How can I deploy an agent plugin (nvidia GPU)?

We’re using CheckMK v2.4.0p12 Enterprise Edition.

problem: I can’t figure out how to deploy a agent plugin.

I downloaded from CheckMK Exchange and enabled the nvidia_smi plugin, it shows now:

SAL@lnzcheckmk01:[~/nvidia-smi-plugin]\> mkp list
Name                Version Title                     Author          Req. Version Until Version Files State
------------------- ------- ------------------------- --------------- ------------ ------------- ----- -------------------------------
nvidia_smi          1.0.4   nvidia_smi                Paul à Brassard 2.4.0p5      None          4     Enabled (active on this site)

same:

Now looking at the agent rules as a starting point, and I assume I’m in the correct place, what next?

eg.
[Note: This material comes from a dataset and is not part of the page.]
PR #510, opened 2017-11-16
Fixed bug: MPI_C_COMPILE_FLAGS must be a list

shinaoka:
In some environment where MPI_COMPILE_FLAGS is set to " -fexceptions  -fstack-protector-strong  -fPIC",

I see here a pre-defined nvidia GPU monitoring for Windows in Agent plug-ins.
How can I have the same for Linux, and deploy this to specific nodes?

I’m searching for a menu point like create agent plugin rule

Thanks a lot!

The extension likely does not have a bakery plugin and therefor no rule in the Agents section.
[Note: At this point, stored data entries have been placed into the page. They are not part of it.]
PR #511, opened 2017-11-16
[mpi] Fix #508

### LINKED ISSUE #508: [unstable][arrays] matrix transpose() + broadcast()
The following test fails for me when run on >1 cores.
```c++
TEST(Arrays, transpose_bcast) {

 mpi::communicator world;

 matrix<dcomplex> A = {{1, 2, 3},
                       {4, 5, 6}};
 matrix<dcomplex> At = A.transpose();

 matrix<dcomplex> B;
 if(world.rank() == 0) B = At;

 mpi_broadcast(B, world, 0);

 EXPECT_ARRAY_EQ(At, B);
}
```
(`B` ends up having the same shape as `At`, but different traversal order).

This problem apparently has something to do with  #451.

krivenko:
Don't know if I chose the right place for that `set_mem_layout_or_check_if_view()`  function...

### DIFF
--- a/triqs/arrays/impl/indexmap_storage_pair.hpp
+++ b/triqs/arrays/impl/indexmap_storage_pair.hpp
@@ -96,10 +96,10 @@ namespace triqs { namespace arrays {
     static constexpr int rank = IndexMapType::domain_type::rank;
     static constexpr bool is_const = IsConst;
 
-    static std::string hdf5_scheme() { 
+    static std::string hdf5_scheme() {
        return "array<" + triqs::h5::get_hdf5_scheme<value_type>() + "," + std::to_string(rank) + ">";
     }
-    
+
    protected:
 
     indexmap_type indexmap_;
@@ -170,7 +170,6 @@ namespace triqs { namespace arrays {
 
     auto const & memory_layout() const { return indexmap_.memory_layout(); }
     indexmap_type const & indexmap() const {return indexmap_;}
-    indexmap_type & indexmap() {return indexmap_;}
     storage_type const & storage() const {return storage_;}
     storage_type & storage() {return storage_;}
 
@@ -343,6 +342,13 @@ namespace triqs { namespace arrays {
       storage_ = StorageType(indexmap_.domain().number_of_elements());
     }
 
+    void resize (domain_type const & d, memory_layout_t<rank> const & ml) {
+     indexmap_ = IndexMapType(d, ml);
+     // optimisation. Construct a storage only if the new index is not compatible (size mismatch).
+     if (storage_.size() != indexmap_.domain().number_of_elements())
+      storage_ = StorageType(indexmap_.domain().number_of_elements());
+    }
+
     template<typename Xtype>
      void resize_and_clone_data( Xtype const & X) { indexmap_ = X.indexmap(); storage_ = X.storage().clone(); }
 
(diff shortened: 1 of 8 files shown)


triqs/arrays/impl/indexmap_storage_pair.hpp
```diff
@@ -170,6 +170,7 @@ namespace triqs { namespace arrays {
 
     auto const & memory_layout() const { return indexmap_.memory_layout(); }
     indexmap_type const & indexmap() const {return indexmap_;}
+    indexmap_type & indexmap() {return indexmap_;}
```
Wentzell: I don't think its a good idea to expose the indexmap via a non-const reference.
The few functions that need actually change indexmap_ should be friend functions.

triqs/arrays/mpi.hpp
```diff
@@ -70,8 +70,13 @@ namespace arrays {
   template <typename A> REQUIRES_IS_ARRAY mpi_broadcast(A &a, mpi::communicator c = {}, int root = 0) {
    if (!has_contiguous_data(a)) TRIQS_RUNTIME_ERROR << "Non contiguous view in mpi_broadcast";
    auto sh = a.shape();
+   auto m_pos = a.indexmap().memory_layout().get_memory_positions();
    MPI_Bcast(&sh[0], sh.size(), mpi::mpi_datatype<typename decltype(sh)::value_type>(), root, c.get());
-   if (c.rank() != root) resize_or_check_if_view(a, sh);
+   MPI_Bcast(&m_pos[0], m_pos.size(), mpi::mpi_datatype<typename decltype(m_pos)::value_type>(), root, c.get());
+   if (c.rank() != root) {
+     resize_or_check_if_view(a, sh);
+     set_mem_layout_or_check_if_view(a, memory_layout_t<A::rank>(m_pos));
```
Wentzell: This function should NEVER be invoked without a proper resize, am I correct?
Maybe we could just wrap the two operations into one function.

triqs/arrays/impl/indexmap_storage_pair.hpp
krivenko: It is a bad idea, I agree, but how would you implement `set_mem_layout_or_check_if_view()` then?
Making it a friend of `array`, `matrix` and `vector` isn't a great solution either.

triqs/arrays/mpi.hpp
krivenko: Do you want to call `resize_or_check_if_view()` from `set_mem_layout_or_check_if_view()` or rather call both of them from yet another function? Can you suggest a name for the combined function?

Wentzell:
How about the following solution:

- Adjust the resize functions to take a memory layout defaulted to the one of the amv
- Adjust the ```resize_or_check_if_view``` with a default accordingly
- Get rid of set_mem_layout_or_check_if_view
- Keep only ```const &``` accessor of indexmap

If we want to possibility to ever change the memory layout after construction of an amv,
it makes sense to put it into resize in my opinion.

@parcollet What do you think?

parcollet:
I agree with Nils.
1- indexmap should be immutable.
2- Indeed the layout must be broadcasted, so the best solution indeed seems to have
a resize overload taking both the sizes and the layout.

krivenko:
I am trying to rewrite the fix according to your suggestions.
It is a bit difficult to overload `array & array::resize (Args && ... args)`...

parcollet:
ok, fine.
Thanks !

You will have to deploy the agent plugin yourself. It should be in $OMD_ROOT/local/share/check_mk/agents/plugins/.

There is no menu do create a new agent plugin rule. You would need to implement it.
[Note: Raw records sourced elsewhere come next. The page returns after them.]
PR #521, opened 2017-12-08
[pade] Fix a problem that arises for large n_points

j-otsuki:
The present Pade code returns NaN when number of Matsubara is large. This pull request fixes this problem. What is changed is that variables A1, A2, B1, B2 are normalized in every step of the iteration so that those do not overflow. It avoids NaN and keeps the ratio A2/B2 (final result).

You can reproduce the above problem using the sample code in
https://triqs.ipht.cnrs.fr/1.x/reference/gfs/py/block/GfReFreq.html
Increase L from 101 to, e.g. 1001, and you will obtain NaN if you print g_pade.data.
In the fixed version, you can obtain correct results for arbitrary number of L.

Best,
Junya Otsuki

### DIFF
--- a/triqs/utility/pade_approximants.hpp
+++ b/triqs/utility/pade_approximants.hpp
@@ -108,8 +108,8 @@ class pade_approximant {
    for(int i=0; i<=N-2; ++i){
      dcomplex Anew = A2 + (e - z_in(i))*a(i+1)*A1;
      dcomplex Bnew = B2 + (e - z_in(i))*a(i+1)*B1;
-     A1 = A2; A2 = Anew;
-     B1 = B2; B2 = Bnew;
+     A1 = A2/Bnew; A2 = Anew/Bnew;
+     B1 = B2/Bnew; B2 = 1.0;
    }
 
    return A2/B2;


Wentzell:
Your change does not give the same result in my opinion.
Could you add a check that tests this?

If we look at the old code we solve for the following iteratively defined sequence at a given index N
```
a(n) = a(n-1) + c(n) * a(n-2)
b(n) = b(n-1) + c(n) * b(n-2)
```

You replace this by a new sequence

```
ap(n) = ap(n-1)/bp(n-1) + c(n) * ap(n-2) / bp(n-1)
bp(n) = 1.0 + c(n) * bp(n-2) / bp(n-1)
```

In order for this to yield the same ratio a(N)/b(N) = ap(N)/bp(N) we require that 

```
ap(n) = f(n) * a(n)
bp(n) = f(n) * b(n)
```

for some complex f(n), which does not seem to work out in your example. 

Maybe you inteded to use

```
f(n) = 1.0 / prod(bp(i), i=0 .. n-1)
```

which would mean

```
          ap(n) = 1.0 / prod(bp(i), i=0 .. n-1) * ( a(n-1) + c(n) * a(n-2) )
<=>   ap(n) =  a(n-1) / (prod(bp(i), i=0 .. n-2) * b(n-1)) + c(n) * a(n-2) / (prod(bp(i), i=0 .. n-3) * bp(n-2) * bp(n-1) )
<=>   ap(n) =  ap(n-1)/b(n-1) + c(n) * ap(n-2)/bp(n-2)/bp(n-1) )
```

while for bp

```
bp(n) =  ( 1.0 + c(n) / b(n-1) )
```

This should indeed normalize the coefficients and fix the problem

j-otsuki:
What is done in the modified code is not that complicated.
Let me explain briefly.

First, look at the following code, that is, the original loop plus additional two lines in the end: 
```
   for(int i=0; i<=N-2; ++i){
     dcomplex Anew = A2 + (e - z_in(i))*a(i+1)*A1;
     dcomplex Bnew = B2 + (e - z_in(i))*a(i+1)*B1;
     A1 = A2; A2 = Anew;
     B1 = B2; B2 = Bnew;

     dcomplex c = arbitrary_value;
     A1 /= c; A2 /= c; B1 /= c; B2 /= c
   }
```
The last two lines in the loop do not change the final result A2/B2 (in analytical sense).
But numerically, the result could be different: One can avoid overflow/underflow by properly choosing the value of c.
An easy choice is 
```
     dcomplex c = B2;
```
With this choice, the above loop may be simplified as
```
   for(int i=0; i<=N-2; ++i){
     dcomplex Anew = A2 + (e - z_in(i))*a(i+1)*A1;
     dcomplex Bnew = B2 + (e - z_in(i))*a(i+1)*B1;
     A1 = A2/Bnew; A2 = Anew/Bnew;
     B1 = B2/Bnew; B2 = 1.0;
   }
```
This is what I've done in the PR.

Could you review again?

Wentzell:
You are correct. My argument was flawed because you are actually changing previous values in the series with your division as well. 
This will indeed maintain the ratio after every loop.

I will port this change to unstable as well.

j-otsuki:
Thank you for your review and merging.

alright thanks. The given installer script from the developer already put the needed plugin files on the checkMK server in the proper places, so in that case I see this already:

SAL@lnzcheckmk01:[~/nvidia-smi-plugin]\> ls $OMD_ROOT/local/share/check_mk/agents/plugins/
etxsvr-check*  nvidia-smi*

The docs reveal this as:

# Agent-based plugin
cp agent_based/nvidia_smi.py /omd/sites/SITENAME/local/lib/check_mk/base/plugins/agent_based/

# Agent plugin
cp agent/nvidia-smi /omd/sites/SITENAME/local/share/check_mk/agents/plugins/
chmod +x /omd/sites/SITENAME/local/share/check_mk/agents/plugins/nvidia-smi

# Documentation
cp checkman/nvidia-smi /omd/sites/SITENAME/local/share/check_mk/checkman/

# Web metrics
cp web/plugins/metrics/nvidia-smi.py /omd/sites/SITENAME/local/share/check_mk/web/plugins/metrics/

but what next? :slight_smile:

eg. I already saved the plugin file manually on a node, kicked off a service discovery also, but nothing shows up in the UI.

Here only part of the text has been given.